First, if public policy and laws were so unimportant for personal conduct, our pro-abortion opponents wouldn't so frantically resist every effort on our part to bend public policy in the pro-life direction. Our opponents know that "the law teaches." And, currently, abortion on demand is legal and hence in the eyes of many also "moral"--or at least "O.K." Rational public policy and sound law, however, would recognize that abortion is the killing of an innocent human being and must be suppressed like any other crime.

This is the reason why our opponents keep repeating the false claim that abortion is "intensely personal" and, therefore, beyond the reach of public policy and law. Thus if pro-lifers were to withdraw from the formulation of public policy they would not only abandon the powerful tool of "teaching through law" but come close to agreeing with the pro-abortionists that abortion is a purely personal matter. This would be very bad strategy.

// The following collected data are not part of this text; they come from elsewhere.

PR #8437, opened 2026-07-15
feat(extensions): bundle built-in extensions into the app binary and update tests

qnixsynapse:
## Describe Your Changes

The seven built-in extensions were shipped as .tgz resources and extracted into
`<janDataFolder>/extensions` on every launch/version change, then loaded from disk
via `import(asset://...)`. They are not user-installable (there is no marketplace),
so that on-disk directory was only ever a disposable managed cache, and the
extract/self-heal step was pure overhead that could also leave the app broken if
the directory went missing.

This PR makes the built-in extensions part of the app binary. They are compiled
into the web bundle from their prebuilt `dist/`, instantiated in memory, and the
entire Rust extraction path plus the .tgz packaging is removed. The app now
launches without copying anything on version change.

Along the way this also merges the extensions into the root workspace, removes the
`@janhq/core` tgz-repack friction, adds test coverage for the six previously
untested extensions, and fixes three latent bugs those tests surfaced.

### What changed

1. Workspace merge
   - `extensions/` was its own Yarn v4 workspace root with a separate lockfile.
     It is now part of the root workspace (`extensions/*`); the nested root files
     are deleted and there is a single lockfile.

2. Bundle extensions into the app (prebuilt dist)
   - Each `@janhq/*-extension` is aliased to its `dist/index.js` and compiled into
     the web bundle. `getActiveExtensions()` returns in-memory instances instead
     of reading `extensions.json` from disk.
   - Extensions are lazily imported so they stay out of the service-hub bootstrap
     graph.
   - The dist bundles are self-contained; the only external imports are
     `@tauri-apps/api/*` and `@tauri-apps/plugin-http`, both already present.

3. Remove the extraction and tgz pipeline
   - Deleted the Rust `core/extensions` module, `setup.rs` extension install and
     self-heal, the startup call, the `pre-install` resources across all Tauri
     config files, and the pack-to-tgz build steps.
   - jan-cli (bundled via `resources/bin`) is untouched.

4. workspace:* for @janhq/core and shared mobile registry
   - Each extension now depends on `@janhq/core` via `workspace:*` instead of the
     packed `../../core/package.tgz`, removing the core repack step.
   - `MobileCoreService` routes through the shared bundled-extensions registry
     (gated by a `mobile` flag) instead of a hardcoded list, so desktop and mobile
     no longer drift.

5. Test coverage for the six untested extensions
   - Only llamacpp-extension had tests. Added vitest suites for assistant (18),
     conversational (15), download (17), mlx (36), rag (43), and vector-db (26),
     each covering real logic rather than mock-call spying.
   - All seven extensions are registered in the root `vitest.config.ts` projects,
     extensions are no longer excluded from coverage, and `test:ext` now runs all
     extensions instead of just llamacpp.

6. Fixes for three latent bugs surfaced by the new tests
   - conversational: `createThreadAssistant` passed positional args to the
     `window.core.api` proxy, which forwards a single object to `invoke`, so the
     assistant payload was dropped and the Rust command received a bare string.
     Now wrapped as `{ threadId, assistant }`.
   - assistant: the "seed default assistant" branch in `onLoad` was dead because
     `getAssistants()` always falls back to an in-memory default, so it never
     reported empty. A raw disk reader now lets `onLoad` persist the default on
     first run.
   - rag: `getRAGTools` left `top_k` maximum/default as NaN for a non-nullish NaN
     input. Nullish/NaN now coerce to 3, preserving the clamp-to-1 for low values.

## Behavior notes

- A compile-time extension build (`build:extensions`, produces `dist/`) is still
  required before `build:web`/`tauri dev`. This replaces a runtime copy, not the
  build; it is already the documented "run before first dev" step.
- The vector-db "sqlite-vec vs linear fallback" is entirely a Rust-plugin concern;
  the TypeScript extension only forwards a mode argument, so there was nothing to
  fix on the TS side.

## Verification

- cargo check (desktop and cli), cargo clippy -D warnings, 319 Rust tests.
- build:web, yarn lint.
- Extension tests: 15 files, 289 passing (was 7 files, 131).
- Web tests: 2780 passing.

## Fixes Issues

- Closes #
- Closes #

## Self Checklist


thinhlpg:
## QA checklist (macOS, nightly build 0.8.3-4594, fresh profile)

### A. Fresh install
- [x] App launches with no extension load errors, reaches chat screen
- [x] `<janDataFolder>/extensions/` is **never created** (extraction path is deleted — presence of this dir = fail)
- [x] Bug fix — assistant seeding: on first run, `<janDataFolder>/assistants/jan/assistant.json` is persisted to disk

### B. All 7 bundled extensions load
- [x] **llamacpp** — engine appears in Settings, backend list populates
- [x] **mlx** — MLX engine appears on Apple Silicon
- [x] **download** — download a model; progress events + completion work
- [x] **conversational** — threads create/persist/reload across restart
- [x] **assistant** — default "Jan" assistant present, editable
- [x] **rag** — attach a file to a chat, retrieval tool fires
- [x] **vector-db** — indexing works during the RAG test

### C. Bug fix — thread assistant payload (conversational)
- [x] Create a thread, verify thread assistant metadata on disk contains the full assistant object (payload was previously dropped: positional args → bare string to the Rust command)

### D. Upgrade path (self-heal removed)
- [x] Launch against a pre-existing data folder containing the old on-disk `extensions/` dir → app ignores the stale dir and works normally

### E. Restart persistence
- [x] Cmd+Q and relaunch — threads, settings, downloaded models intact

thinhlpg (approved):

PR #1337, opened 2022-01-14
Issue 1334 Refactor Block Editor Flow

### LINKED ISSUE #1334: [reports] Refactor block component design for easier editor management
Currently, `Block.jsx` creates a number of state-editing callbacks and various types of editors that use these callbacks, then passes these components as props to its child container component `BlockEditor.jsx`.  This clutters `Block.jsx` and makes it instantiate many things that are not needed for the current state of the Block Editor. It also confuses the control flow of data.

Task: Make `Block.jsx` only responsible for the maintaining of local `blockState` (a working copy of what is saved in the database) then make `BlockEditor` handle the creation of BlockType-specific editors and their methods needed for updating `blockState`. Then, have its children editors (whether code editors or "simple" UI editors) implement the BlockType-specific logic for updating  the `blockState`. Also add a consistent, general way for specific block editors to validate their changes.

To do:
- [ ] Move all `blockState`-editing methods to `BlockEditor`
- [ ] Make the getting of block variables (`useVariables`) consistent
- [ ] Make RichTextEditor a type of SimpleUI-type component rather than a separate thing
- [ ] Have `BlockElement` handle `isValidWorkingState` state
- [ ] Pass `setIsValidWorkingState()` down to `BlockEditor`
- [ ] Wrap state-editing methods created in `BlockEditor` so that they automatically update `isModified` and `isValidWorkingState` variables

greenrhyno:
Closes #1334 

Improves handling of branching BlockType-specific logic by making the delegation of responsibilities of various components related to block editing clearer.

Changes include:
- simplification and consolidation of block content editing methods
- expansion of `SimpleUI` to choose between custom UI editors or a generic `RichTextEditor`
- reduction of passed props by use of shared selector hooks (e.g. `useVariables`, `useBlocks`)
- reorganization of special BlockType-specific logic in `BlockPreview` into separate `BlockPreviewAdapter` files
- addition of logic to allow editor components to set a `isValid` state to avoid the saving on invalid intermediate states
- addition of JSDoc types for clearer function signatures


greenrhyno:
working on merge :( will finish monday

greenrhyno:
> working on merge :( will finish monday

Finished 💪

packages/reports/src/utils/consts/cms.js
```diff
@@ -81,7 +81,7 @@ const BLOCK_CONTENT_TYPES = {
   AUTHOR: "author",
   FOOTNOTE: "footnote",
   PARAGRAPH: "paragraph",
-  SELECTOR: "selector",
+  SELECTOR: "selector", // TODO - move to logic types
```
jhmullen, line 84: Let's either:
1) change this to `todo1.0` which has been my standard so far
or, if `TODO` is a thing that is supported by github/typescript/vscode/your own heart
2) change all `todo1.0`'s to `TODO` and stick with that from now on.

jhmullen (changes requested):

PR #1341, opened 2022-01-26
redesigns generator editor, API input/output, and variable lists (closes #1335)

### LINKED ISSUE #1335: [reports] Style inline generators
In cms-1.0-develop, one can click a generator in VariablesList, and the entire modal will replace its contents with the generator the user clicked. They can edit this, then click "Save & Return" at which point the modal returns to the statlike.

Dave, can you style this such that:
- [x] The hover is conditional over only generators
- [x] The hover is somehow meaningful for clicking (use a tooltip to explain?)
- [x] The transition of going from the normal editor to the `setInlineId` editors has some kind of visually helpful slide/transition
- [x] Any other design elements that would help the user understand "where we are"

davelandry:
@jhmullen I moved around a buuuuuunch of shit here, so please take a look and see if I'm doing everything correctly in this new `memoize` land please!

Screen Shot 2022-01-26 at 6 27 03 PM


jhmullen:
@davelandry I've got some crunchy wrapping columns when I test so you may need to have another look at the CSS:

image

packages/reports/src/reports/components/ApiInput.jsx
```diff
@@ -27,19 +34,59 @@ function ApiInput({defaultValue, id, onChange, onEnterPress}) {
...
+   * If no "blockStateContent" prop is given, defaults to the redux store value of block.
+   * Use the "blockStateContent" prop to provide override values if you want to show a
+   * live preview of unsaved changes.
+   */
+  const blockContent = blockStateContent || getBlockContent(block, locale);
+
+  const {duration} = useMemo(() => {
+
+    /** @type {import("./types/PreviewAdapters").BlockPreviewAdapterParams} */
+    const adapterParams = {active: true, block, blockContent, debug: true, locale, variables};
```
jhmullen, line 50: `duration` is only used by generators, as is `ApiInput`. The generatorPreviewAdapter should be used directly here (not using the lookup). It only has two arguments, `block` and `active`, so you shouldn't need all these arguments.

(separately, education-wise, your use of `locale` and `variables` in this adapterParams line would not necessarily be up to date, because they are not listed in the `[variables]` in the dependency argument)

Because you only need `block` and `active` here, you can remove the `blockStateContent` and `locale` that you added. Just directly use the generatorAdapter directly, the `block` from `useBlock`, and `active:true`

jhmullen (changes requested):

jhmullen:
A few more things:

- Please resolve the conflicts with ApiInput that are currently preventing a merge
- I like the inline API editor a lot - but I am missing the autocomplete feature for variables. If you have time, can the API bar use richTextEditor with some kind of auto-complete? I am glad to take this on if you just want to leave it as a vanilla textbar for now.

davelandry:
@jhmullen this is ready for a re-review! I think I'm starting to understand hooks... thank you for your patience 😅

davelandry:
@jhmullen I punted on ApiInput auto-complete for now... but wouldn't mind jumping in there and figuring it out if needed in a different PR

PR #1342, opened 2022-01-27
[core] Support Google Optimize

palamago:
- New envvar for Google Optimize code
- Add new script in the top of the page to load optimize script.


jhmullen (approved):

davelandry:
@jhmullen @palamago something important to note here, after looking at these code changes: the new `servicesHeadTags` to inject this new service into the head of the page circumvents the GDPR support I previously implemented, which is where `servicesScript` gets injected into the page via JavaScript if either GDPR is accepted or it is not enabled. If this Google Optimize service should respect GDPR, it really should be added into the pre-existing `servicesScript` variable.

PR #1343, opened 2022-01-28
Change google optimize load strategy to respect GDPR

palamago:
- Google optimize is loaded like the rest of the services.
- Respect GDPR
- JS code create a `<script>` tag at the very top of `<head>` (required)
- Fix bug in general click button handle that happens just with "accept gdpr" because ga exists but is not fully loaded yet.


davelandry:
@jhmullen this is approved, merged, and ready for the next canon-core release 🎉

In the eyes of some weary and impatient pro-lifers, our efforts to change public policy and law have had only modest success. Not so in the eyes of the pro-abortionists! They know that our educational efforts in the pursuit of rational public policy and sound law have had a profound effect: Abortion rates are down, public support for abortion on demand has declined (especially as a result of our partial-birth abortion campaign), and the credibility of the pro-abortionists has collapsed. The " conflicted middle" in the public opinion spectrum is more and more leaning in our direction. That is why the pro-abortionists want to cut off the debate about laws and public policy by endlessly repeating that abortion is "intensely personal."

Second, far from being purely personal, abortion is at a minimum a matter between two people--one of whom ends up dead. Thus, even if public policy and the law failed to change the mother's heart, there is still the need for the law to save the life of the innocent child. The law not only teaches, it also restrains those who reject its moral teachings. While it is desirable that those who want to abort the child (or participate in or even profit from the abortion) have a change of heart, restraining and impeding them in order to save the child is the foremost goal.

The pro-lifer's goal is to do both: change hearts and minds and protect the lives of the innocent. Establishing pro-life public policies and laws is the foremost tool to reach that goal. Stay the course!